Рабочий люд перебегал по настилам пути. Николай, напрягаясь грудью, гудками сдувал людей со шпал. Тянулись склады, бензохранилища, проплывали над головой шоссейные мосты.
— Холодно, а картошку сажают, — сказал помощник машиниста Степан, оглядываясь на стиснутый путями клочок земли, где копошились женщины с ведрами. — Теща моя еще не сажала.
Степан, длиннорукий, узкоплечий, в щеголеватой форменной фуражечке, с рыжими вьющимися бачками и стеклянным перстнем на большом веснушчатом пальце, был знаком и привычен, как эти дымные трубы ТЭЦ, пыльные, пшеничного цвета элеваторы, маневровые тепловозы, растаскивающие по путям пустые платформы.
— Вижу желтый один! — сказал Степан, встречая взглядом рыжий, крутящийся огонь светофора.
— Желтый один, — отозвался Николай, почувствовав на лице мгновенно проскользнувший огонь.
— Вчера теща приехала. Другая родня подвалила. Надо ж угостить, сам понимаешь! Другим наливаю, а сам не пью. Тесть говорит: «Хоть одну выпей!» Э, нет, в депо утром приду, в трубку дохнуть заставят и, если хоть случайно капля к тебе залетела, снимут с локомотива. А он говорит: «Нам бы в совхоз такую трубку. Ваши жены счастливые. Локомотивщики пить разучаются!»

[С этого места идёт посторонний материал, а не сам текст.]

PR #202, opened 2018-01-09
Add a flag to control whether to group log tags when sending requests to Stackdriver Logging API.

qingling128:
This depends on https://github.com/GoogleCloudPlatform/fluent-plugin-google-cloud/pull/201.

### DIFF
--- a/lib/fluent/plugin/out_google_cloud.rb
+++ b/lib/fluent/plugin/out_google_cloud.rb
@@ -341,6 +341,10 @@ module Fluent
     config_param :metadata_agent_url, :string,
                  :default => DEFAULT_METADATA_AGENT_URL
 
+    # Whether to split log entries with different log tags into different
+    # requests when talking to Stackdriver Logging API.
+    config_param :split_logs_by_tag, :bool, :default => true
+
     # rubocop:enable Style/HashSyntax
 
     # TODO: Add a log_name config option rather than just using the tag?
@@ -555,8 +559,24 @@ module Fluent
         }
       end
 
-      requests_to_send.each do |request|
-        @write_request.call(request)
+      if @split_logs_by_tag
+        requests_to_send.each do |request|
+          @write_request.call(request)
+        end
+      else
+        # Combine all requests into one. The request level "log_name" will be
+        # ported to the entry level. The request level "resource" and "labels"
+        # are ignored as they should have been folded into the entry level
+        # "resource" and "labels" already anyway.
+        combined_entries = []
+        requests_to_send.each do |request|
+          request[:entries].each do |entry|
+            # Modify entries in-place as they are not needed later on.
+            entry.log_name = request[:log_name]
+          end
+          combined_entries.concat(request[:entries])
+        end
+        @write_request.call(entries: combined_entries)
       end
     end
 
@@ -607,17 +627,23 @@ module Fluent
       )
     end
 
-    def write_request_via_grpc(entries:, log_name:, resource:, labels:)
+    def write_request_via_grpc(entries:,
+                               log_name: '',
+                               resource: nil,
+                               labels: {})
       client = api_client
       entries_count = entries.length
       client.write_log_entries(
         # Ignore partial_success for gRPC path.
         entries,
         log_name: log_name,
-        resource: Google::Api::MonitoredResource.new(
-          type: resource.type,
-          labels: resource.labels.to_h
-        ),
+        # Leave resource nil if it's nil.
+        resource: if resource
+                    Google::Api::MonitoredResource.new(
+                      type: resource.type,
+                      labels: resource.labels.to_h
+                    )
+                  end,
         labels: labels.map do |k, v|
           [k.encode('utf-8'), convert_to_utf8(v)]
         end.to_h
@@ -705,7 +731,10 @@ module Fluent
                  error: error.to_s
     end
 
-    def write_request_via_rest(entries:, log_name:, resource:, labels:)
+    def write_request_via_rest(entries:,
+                               log_name: '',
+                               resource: nil,
+                               labels: {})
       client = api_client
       entries_count = entries.length
       client.write_entry_log_entries(
--- a/test/plugin/base_test.rb
+++ b/test/plugin/base_test.rb
@@ -620,7 +620,6 @@ module BaseTest
   def test_split_logs_by_tag
     setup_gce_metadata_stubs
     log_entries_count = 5
-    params = COMPUTE_PARAMS.reject { |k, _| k == :log_name }
     [
       [APPLICATION_DEFAULT_CONFIG, log_entries_count],
       [DISABLE_SPLIT_LOGS_BY_TAG_CONFIG, 1]
@@ -633,7 +632,10 @@ module BaseTest
           d.emit("tag#{i}", 'message' => log_entry(i))
         end
         d.run
-        verify_log_entries(log_entries_count, params, 'textPayload')
+        verify_log_entries(log_entries_count, COMPUTE_PARAMS_WITH_MULTI_TAGS,
+                           'textPayload')
+        # Verify the number of requests is different based on whether the
+        # 'split_logs_by_tag' flag is enabled.
         assert_prometheus_metric_value(:stackdriver_successful_requests_count,
                                        requests_count,
                                        grpc: use_grpc, code: ok_status_code)
@@ -1631,12 +1633,12 @@ module BaseTest
   # The caller can optionally provide a block which is called for each entry.
   def verify_log_entries(n, params, payload_type = 'textPayload')
     jsonify_log_entries
-    entries_count = 0
+    entry_count = 0
     @logs_sent.each do |request|
       request['entries'].each do |entry|
         unless payload_type.empty?
           assert entry.key?(payload_type),
-                 "Entry ##{entries_count} did not contain expected" \
+                 "Entry ##{entry_count} did not contain expected" \
                  " #{payload_type} key: #{entry}."
         end
 
@@ -1655,26 +1657,25 @@ module BaseTest
           else
             # For a request with multiple tags, each entry's log name should be
             # associated to the entry index.
-            "projects/#{params[:project_id]}/logs/tag#{entries_count}"
+            "projects/#{params[:project_id]}/logs/tag#{entry_count}"
           end
         assert_equal expected_log_name, log_name
         assert_equal params[:resource][:type], resource['type']
         check_labels resource['labels'], params[:resource][:labels]
         check_labels labels, params[:labels]
         if block_given?
-          yield(entry, entries_count)
+          yield(entry, entry_count)
         elsif payload_type == 'textPayload'
           # Check the payload for textPayload, otherwise it's up to the caller.
-          verify_default_log_entry_text(entry['textPayload'], entries_count,
+          verify_default_log_entry_text(entry['textPayload'], entry_count,
                                         entry)
         end
-        entries_count += 1
-        assert entries_count <= n, "Number of entries #{entries_count}" \
-                                   " exceeds expected number #{n}."
+        entry_count += 1
+        assert entry_count <= n,
+               "Number of entries #{entry_count} exceeds expected number #{n}."
       end
     end
-    assert entries_count == n, "Number of entries #{entries_count} does not" \
-                               " match expected number #{n}."
+    assert_equal n, entry_count
   end
 
   def verify_container_logs(log_entry_factory, expected_params)
--- a/test/plugin/base_test.rb
+++ b/test/plugin/base_test.rb
@@ -620,19 +620,19 @@ module BaseTest
   def test_split_logs_by_tag
     setup_gce_metadata_stubs
     log_entries_count = 5
-    dynamic_log_names = Array(0..log_entries_count - 1).map do |index|
+    dynamic_log_names = (0..log_entries_count - 1).map do |index|
       "projects/test-project-id/logs/tag#{index}"
     end
     [
       [APPLICATION_DEFAULT_CONFIG,
        log_entries_count,
        dynamic_log_names,
-       Array.new(log_entries_count, nil)],
+       Array.new(log_entries_count)],
       [DISABLE_SPLIT_LOGS_BY_TAG_CONFIG,
        1,
-       Array.new(log_entries_count, ''),
+       [''],
        dynamic_log_names]
-    ].each do |(config, requests_count, request_log_names, entry_log_names)|
+    ].each do |(config, request_count, request_log_names, entry_log_names)|
       setup_prometheus
       setup_logging_stubs do
         @logs_sent = []
@@ -641,24 +641,24 @@ module BaseTest
           d.emit("tag#{i}", 'message' => log_entry(i))
         end
         d.run
-        @logs_sent.each_with_index do |request, request_index|
-          assert_equal request_log_names[request_index], request['logName']
-        end
-        verify_log_entries(log_entries_count, COMPUTE_PARAMS_WITH_MULTI_TAGS,
-                           'textPayload') do |entry, entry_index|
-          verify_default_log_entry_text(entry['textPayload'], entry_index,
-                                        entry)
-          assert_equal entry_log_names[entry_index], entry['logName']
-        end
-        # Verify the number of requests is different based on whether the
-        # 'split_logs_by_tag' flag is enabled.
-        assert_prometheus_metric_value(:stackdriver_successful_requests_count,
-                                       requests_count,
-                                       grpc: use_grpc, code: ok_status_code)
-        assert_prometheus_metric_value(:stackdriver_ingested_entries_count,
-                                       log_entries_count,
-                                       grpc: use_grpc, code: ok_status_code)
       end
+      @logs_sent.each_with_index do |request, request_index|
+        assert_equal request_log_names[request_index], request['logName']
+      end
+      verify_log_entries(log_entries_count, COMPUTE_PARAMS_WITH_MULTI_TAGS,
+                         'textPayload') do |entry, entry_index|
+        verify_default_log_entry_text(entry['textPayload'], entry_index,
+                                      entry)
+        assert_equal entry_log_names[entry_index], entry['logName']
+      end
+      # Verify the number of requests is different based on whether the
+      # 'split_logs_by_tag' flag is enabled.
+      assert_prometheus_metric_value(:stackdriver_successful_requests_count,
+                                     request_count,
+                                     grpc: use_grpc, code: ok_status_code)
+      assert_prometheus_metric_value(:stackdriver_ingested_entries_count,
+                                     log_entries_count,
+                                     grpc: use_grpc, code: ok_status_code)
     end
   end
 
--- a/test/plugin/base_test.rb
+++ b/test/plugin/base_test.rb
@@ -1647,8 +1647,7 @@ module BaseTest
   end
 
   # The caller can optionally provide a block which is called for each entry.
-  def verify_log_entries(n, params, payload_type = 'textPayload')
-    jsonify_log_entries
+  def verify_json_log_entries(n, params, payload_type = 'textPayload')
     entry_count = 0
     @logs_sent.each do |request|
       request['entries'].each do |entry|
@@ -1834,8 +1833,9 @@ module BaseTest
     _undefined
   end
 
-  # Jsonify the log entries response if it is not in JSON format.
-  def jsonify_log_entries
+  # Verify the number and the content of the log entries match the expectation.
+  # The caller can optionally provide a block which is called for each entry.
+  def verify_log_entries(_n, _params, _payload_type = 'textPayload', &_block)
     _undefined
   end
 
--- a/test/plugin/base_test.rb
+++ b/test/plugin/base_test.rb
@@ -649,9 +649,9 @@ module BaseTest
       # Verify the number of requests is different based on whether the
       # 'split_logs_by_tag' flag is enabled.
       assert_prometheus_metric_value(:stackdriver_successful_requests_count,
-                                     request_count, :all)
+                                     request_count, :aggregate)
       assert_prometheus_metric_value(:stackdriver_ingested_entries_count,
-                                     log_entry_count, :all)
+                                     log_entry_count, :aggregate)
     end
   end
 
@@ -1837,7 +1837,7 @@ module BaseTest
   def assert_prometheus_metric_value(metric_name, expected_value, labels = {})
     metric = Prometheus::Client.registry.get(metric_name)
     assert_not_nil(metric)
-    metric_value = if labels == :all
+    metric_value = if labels == :aggregate
                      # Sum up all metric values regardless of the labels.
                      metric.values.values.reduce(0.0, :+)
                    else
--- a/test/plugin/base_test.rb
+++ b/test/plugin/base_test.rb
@@ -641,6 +641,30 @@ module BaseTest
     end
   end
 
+  def test_log_name_when_split_logs_by_tag_disabled
+    setup_gce_metadata_stubs
+    log_entries_count = 5
+    setup_prometheus
+    setup_logging_stubs do
+      d = create_driver(DISABLE_SPLIT_LOGS_BY_TAG_CONFIG +
+                        PROMETHEUS_ENABLE_CONFIG, 'test', true)
+      log_entries_count.times do |i|
+        d.emit("tag#{i}", 'message' => log_entry(0))
+      end
+      d.run
+    end
+    emit_index = 0
+    jsonify_log_entries
+    @logs_sent.each do |request_sent|
+      assert_equal '', request_sent['logName']
+      request_sent['entries'].each do |entry|
+        assert_equal "projects/test-project-id/logs/tag#{emit_index}",
+                     entry['logName']
+        emit_index += 1
+      end
+    end
+  end
+
   def test_timestamps
     setup_gce_metadata_stubs
     current_time = Time.now
@@ -1626,7 +1650,8 @@ module BaseTest
   end
 
   # The caller can optionally provide a block which is called for each entry.
-  def verify_json_log_entries(n, params, payload_type = 'textPayload')
+  def verify_log_entries(n, params, payload_type = 'textPayload')
+    jsonify_log_entries
     i = 0
     @logs_sent.each do |request|
       request['entries'].each do |entry|
@@ -1808,9 +1833,8 @@ module BaseTest
     _undefined
   end
 
-  # Verify the number and the content of the log entries match the expectation.
-  # The caller can optionally provide a block which is called for each entry.
-  def verify_log_entries(_n, _params, _payload_type = 'textPayload', &_block)
+  # Jsonify the log entries response if it is not in JSON format.
+  def jsonify_log_entries
     _undefined
   end
 
--- a/test/plugin/base_test.rb
+++ b/test/plugin/base_test.rb
@@ -620,14 +620,11 @@ module BaseTest
   def test_split_logs_by_tag
     setup_gce_metadata_stubs
     log_entries_count = 5
+    params = COMPUTE_PARAMS.reject { |k, _| k == :log_name }
     [
-      [true, APPLICATION_DEFAULT_CONFIG, log_entries_count,
-       COMPUTE_PARAMS.reject { |k, _| k == :log_name }],
-      # Request level log name should be '' if should_split is false.
-      [false, DISABLE_SPLIT_LOGS_BY_TAG_CONFIG, 1,
-       COMPUTE_PARAMS.merge(
-         request: { log_name: '' }).reject { |k, _| k == :log_name }]
-    ].each do |(should_split, config, requests_count, params)|
+      [APPLICATION_DEFAULT_CONFIG, log_entries_count],
+      [DISABLE_SPLIT_LOGS_BY_TAG_CONFIG, 1]
+    ].each do |(config, requests_count)|
       setup_prometheus
       setup_logging_stubs do
         @logs_sent = []
@@ -636,14 +633,7 @@ module BaseTest
           d.emit("tag#{i}", 'message' => log_entry(i))
         end
         d.run
-        verify_log_entries(log_entries_count, params,
-                           'textPayload') do |entry, i|
-          verify_default_log_entry_text(entry['textPayload'], i, entry)
-          # expected_log_name is nil if should_split is true.
-          expected_log_name =
-            "projects/test-project-id/logs/tag#{i}" unless should_split
-          assert_equal expected_log_name, entry['logName']
-        end
+        verify_log_entries(log_entries_count, params, 'textPayload')
         assert_prometheus_metric_value(:stackdriver_successful_requests_count,
                                        requests_count,
                                        grpc: use_grpc, code: ok_status_code)
@@ -1643,9 +1633,6 @@ module BaseTest
     jsonify_log_entries
     entries_count = 0
     @logs_sent.each do |request|
-      if params[:request] && params[:request][:log_name]
-        assert_equal params[:request][:log_name], request['logName']
-      end
       request['entries'].each do |entry|
         unless payload_type.empty?
           assert entry.key?(payload_type),
--- a/test/plugin/base_test.rb
+++ b/test/plugin/base_test.rb
@@ -605,6 +605,42 @@ module BaseTest
     end
   end
 
+  def test_configure_split_logs_by_tag
+    setup_gce_metadata_stubs
+    {
+      APPLICATION_DEFAULT_CONFIG => true,
+      DISABLE_SPLIT_LOGS_BY_TAG_CONFIG => false
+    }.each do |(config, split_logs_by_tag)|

Степан дохнул весело на стекляшку перстня, мотнул головой:
— Зеленый один!
— Вижу зеленый один!
Алюминиевый завод сыпал в небо бледные искры. Из корпусов катились платформы с серебристыми буханками слитков. И в их белизне, чистоте Николаю чудились тела самолетов.
Что-то менялось в нем и вокруг и сейчас, и все эти годы. Проносилось безымянное за огромным стеклом кабины. И надо было понять, что уходит. С чем он навек расстается? Куда лежит его путь?

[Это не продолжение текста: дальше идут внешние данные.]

PR #203, opened 2018-01-16
Reuse gRPC stub for Logging API calls.

qingling128:


lib/fluent/plugin/out_google_cloud.rb
```diff
@@ -1817,6 +1807,19 @@ def api_client
...
+        @client.authorization = Google::Auth.get_application_default(
+          LOGGING_SCOPE)
+      end
+    end
+
+    def api_client
+      # For gRPC side, the Channel will take care of tokens and their renewal.
+      # https://grpc.io/docs/guides/auth.html#authentication-api
+      unless @use_grpc
         unless @client.authorization.expired?
```
igorpeshansky: I strongly believe that this is actually a zero-day bug (introduced in https://github.com/GoogleCloudPlatform/fluent-plugin-google-cloud/commit/17e75cea415902f5dc8344a4c32c688b818f65cb).
Reading the code, this should be `if`, not `unless`.
This could also potentially be the cause of #197...
So, if we use the boolean operation, as suggested above, let's change it to:
```ruby
if not @use_grpc and @client.authorization.expired?
```
As this is unrelated, we should probably pull that out into a separate (one-line) PR, but then I'd suggest merging that PR first.

lib/fluent/plugin/out_google_cloud.rb
```diff
@@ -1817,6 +1807,19 @@ def api_client
...
+        Google::Apis::ClientOptions.default.application_version = PLUGIN_VERSION
+        @client = Google::Apis::LoggingV2::LoggingService.new
+        @client.authorization = Google::Auth.get_application_default(
+          LOGGING_SCOPE)
+      end
+    end
+
+    def api_client
+      # For gRPC side, the Channel will take care of tokens and their renewal.
+      # https://grpc.io/docs/guides/auth.html#authentication-api
```
igorpeshansky: Suggestion:
```ruby
      # For gRPC side, the Channel will take care of tokens and their renewal
      # (https://grpc.io/docs/guides/auth.html#authentication-api).
```

lib/fluent/plugin/out_google_cloud.rb
```diff
@@ -1817,6 +1807,19 @@ def api_client
...
+      unless @use_grpc
```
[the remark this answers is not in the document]
qingling128: Combined. But I changed it to `if !@use_grpc && @client.authorization.expired?` instead to make it a bit more natural to read.

lib/fluent/plugin/out_google_cloud.rb
qingling128: Changed `unless` to `if` in https://github.com/GoogleCloudPlatform/fluent-plugin-google-cloud/pull/204.

qingling128:
Rebased after https://github.com/GoogleCloudPlatform/fluent-plugin-google-cloud/pull/204 was merged. PTAL.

Он старался удержать эту мысль. Разноцветный грохочущий мир набегал, окружал его. А он застыл с этой мыслью в стальной оболочке кабины.
Он сводил бабушку под руку по ступенькам и усаживал в тень огромного тополя, накрывая ей ноги клетчатой шалью. Отходил и издали смотрел, как сидит она в розоватом мелькании. А виделась она не старая, не бессильная, а бодрая, быстроногая, идет, раздавая поклоны соседям, зорко выглядывая его среди голубятен, кустов, дровяных сараев. И, найдя, вся светится, успокоенная, гордостью и любовью.
Теперь она днями сидела в равнодушном, сумеречном забытьи, в забвении всего. Но вдруг промелькнет короткая, залетевшая из других, удаленных пространств и жизней, случайная мысль. И вся озарится, до последней морщинки: видит деревенский дом с окнами на пруды. Сеновалы с легкой, сухой травой. Братьев, отца, подымающих ввысь тяжелые, облетающие навильники. Длинный стол, и в красном солнце — лица родни, бесчисленных теток, сестер, поющих величальные песни. Пролетит сквозь нее эта мысль и угаснет, и опять пустота в ней, и холод.
А то очнется от своего забытья, вся в слезах, в возбужденье, ищет, зовет. И ее успокаивают, утешают, и он знает: ее мысли о смерти. Ей страшно уходить, исчезать. Она молится, шепчет, готовит себя к уходу. Затихает обреченно и кротко.